Extracted data entries
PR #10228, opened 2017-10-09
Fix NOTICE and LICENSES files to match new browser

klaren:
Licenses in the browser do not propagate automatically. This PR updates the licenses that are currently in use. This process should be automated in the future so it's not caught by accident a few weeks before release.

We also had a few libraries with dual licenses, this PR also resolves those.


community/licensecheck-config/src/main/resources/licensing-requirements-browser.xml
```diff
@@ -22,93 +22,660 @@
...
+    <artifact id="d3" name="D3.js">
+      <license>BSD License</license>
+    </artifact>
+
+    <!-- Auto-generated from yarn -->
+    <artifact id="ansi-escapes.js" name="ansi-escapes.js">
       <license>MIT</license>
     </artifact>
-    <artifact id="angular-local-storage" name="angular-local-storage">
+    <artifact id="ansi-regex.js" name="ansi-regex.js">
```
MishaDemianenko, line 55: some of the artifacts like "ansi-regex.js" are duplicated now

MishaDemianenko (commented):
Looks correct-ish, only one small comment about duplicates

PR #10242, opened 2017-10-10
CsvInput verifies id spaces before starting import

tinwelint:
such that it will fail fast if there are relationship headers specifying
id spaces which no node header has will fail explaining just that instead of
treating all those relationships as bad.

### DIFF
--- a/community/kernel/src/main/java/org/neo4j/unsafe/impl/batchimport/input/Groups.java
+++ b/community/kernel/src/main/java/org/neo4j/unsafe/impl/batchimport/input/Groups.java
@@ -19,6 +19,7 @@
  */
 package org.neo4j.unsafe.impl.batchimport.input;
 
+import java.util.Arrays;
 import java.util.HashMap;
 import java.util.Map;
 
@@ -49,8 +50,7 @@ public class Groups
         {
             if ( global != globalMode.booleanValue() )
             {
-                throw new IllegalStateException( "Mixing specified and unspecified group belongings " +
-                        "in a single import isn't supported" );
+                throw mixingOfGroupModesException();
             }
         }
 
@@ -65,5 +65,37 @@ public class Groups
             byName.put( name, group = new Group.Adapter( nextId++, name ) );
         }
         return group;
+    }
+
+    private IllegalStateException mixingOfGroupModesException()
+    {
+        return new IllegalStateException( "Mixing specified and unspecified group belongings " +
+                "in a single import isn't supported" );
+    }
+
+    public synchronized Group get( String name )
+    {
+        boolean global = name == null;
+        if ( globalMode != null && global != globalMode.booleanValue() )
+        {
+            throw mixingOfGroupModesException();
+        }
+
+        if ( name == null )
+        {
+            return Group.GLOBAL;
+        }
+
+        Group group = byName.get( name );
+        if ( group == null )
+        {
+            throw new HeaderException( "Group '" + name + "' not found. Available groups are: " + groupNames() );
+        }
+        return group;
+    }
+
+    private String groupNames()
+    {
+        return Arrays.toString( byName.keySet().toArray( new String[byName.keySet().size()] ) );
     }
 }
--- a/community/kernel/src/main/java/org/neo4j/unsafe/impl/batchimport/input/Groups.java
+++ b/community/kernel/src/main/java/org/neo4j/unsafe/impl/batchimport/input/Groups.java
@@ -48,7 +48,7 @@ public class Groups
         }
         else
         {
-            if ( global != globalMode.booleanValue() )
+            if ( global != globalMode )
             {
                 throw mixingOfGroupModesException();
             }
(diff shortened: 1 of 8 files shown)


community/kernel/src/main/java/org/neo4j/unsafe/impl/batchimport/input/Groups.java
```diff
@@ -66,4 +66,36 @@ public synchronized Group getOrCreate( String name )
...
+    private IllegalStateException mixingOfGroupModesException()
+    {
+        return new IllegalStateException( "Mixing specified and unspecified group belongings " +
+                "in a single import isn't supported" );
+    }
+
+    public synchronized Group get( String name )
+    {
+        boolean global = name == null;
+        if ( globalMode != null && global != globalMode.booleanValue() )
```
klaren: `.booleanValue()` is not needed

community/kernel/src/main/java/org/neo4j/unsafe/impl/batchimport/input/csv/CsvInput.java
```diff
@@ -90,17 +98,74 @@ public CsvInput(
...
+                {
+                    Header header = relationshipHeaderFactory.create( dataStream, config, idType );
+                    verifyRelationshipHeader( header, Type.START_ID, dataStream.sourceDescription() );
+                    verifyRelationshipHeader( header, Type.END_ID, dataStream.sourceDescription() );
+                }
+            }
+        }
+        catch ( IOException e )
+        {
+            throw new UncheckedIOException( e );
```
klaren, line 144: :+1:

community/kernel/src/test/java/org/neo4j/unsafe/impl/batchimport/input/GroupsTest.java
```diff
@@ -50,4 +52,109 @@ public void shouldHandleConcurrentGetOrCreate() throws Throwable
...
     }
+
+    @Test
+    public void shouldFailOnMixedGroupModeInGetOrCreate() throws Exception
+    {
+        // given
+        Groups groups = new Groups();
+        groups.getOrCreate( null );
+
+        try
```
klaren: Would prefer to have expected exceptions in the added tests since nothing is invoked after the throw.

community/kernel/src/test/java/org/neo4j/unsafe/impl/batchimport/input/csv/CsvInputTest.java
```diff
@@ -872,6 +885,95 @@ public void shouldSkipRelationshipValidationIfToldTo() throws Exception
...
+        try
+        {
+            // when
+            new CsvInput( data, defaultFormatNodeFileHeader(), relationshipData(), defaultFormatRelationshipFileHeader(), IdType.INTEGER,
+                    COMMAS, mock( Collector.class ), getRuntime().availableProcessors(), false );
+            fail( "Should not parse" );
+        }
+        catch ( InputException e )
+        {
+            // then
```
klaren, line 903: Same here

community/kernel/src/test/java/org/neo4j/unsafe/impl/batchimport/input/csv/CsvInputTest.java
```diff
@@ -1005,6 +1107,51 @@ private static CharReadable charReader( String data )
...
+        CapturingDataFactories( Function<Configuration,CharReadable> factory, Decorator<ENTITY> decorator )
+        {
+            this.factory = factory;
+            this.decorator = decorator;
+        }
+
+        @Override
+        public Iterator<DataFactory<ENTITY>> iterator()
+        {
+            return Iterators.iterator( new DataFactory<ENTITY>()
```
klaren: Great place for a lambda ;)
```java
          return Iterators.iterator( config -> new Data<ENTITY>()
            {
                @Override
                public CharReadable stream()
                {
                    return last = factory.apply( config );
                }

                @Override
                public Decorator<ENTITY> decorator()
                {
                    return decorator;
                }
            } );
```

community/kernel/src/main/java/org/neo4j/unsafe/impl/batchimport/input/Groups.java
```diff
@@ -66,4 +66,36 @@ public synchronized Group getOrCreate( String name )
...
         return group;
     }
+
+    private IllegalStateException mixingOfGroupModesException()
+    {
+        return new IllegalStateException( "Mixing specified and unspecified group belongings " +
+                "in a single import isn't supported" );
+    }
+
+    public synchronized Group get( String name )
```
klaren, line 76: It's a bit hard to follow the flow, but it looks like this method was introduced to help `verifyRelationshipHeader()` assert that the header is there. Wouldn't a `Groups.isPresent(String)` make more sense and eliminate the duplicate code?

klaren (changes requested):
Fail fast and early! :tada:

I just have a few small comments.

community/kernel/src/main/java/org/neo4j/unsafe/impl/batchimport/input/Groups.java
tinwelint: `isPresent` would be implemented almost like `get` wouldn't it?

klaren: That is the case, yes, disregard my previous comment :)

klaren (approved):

• Work item: Search the data for "like". Copy every matching line.

• Written reply:
MishaDemianenko, line 55: some of the artifacts like "ansi-regex.js" are duplicated now
klaren, line 76: It's a bit hard to follow the flow, but it looks like this method was introduced to help `verifyRelationshipHeader()` assert that the header is there. Wouldn't a `Groups.isPresent(String)` make more sense and eliminate the duplicate code?
tinwelint: `isPresent` would be implemented almost like `get` wouldn't it?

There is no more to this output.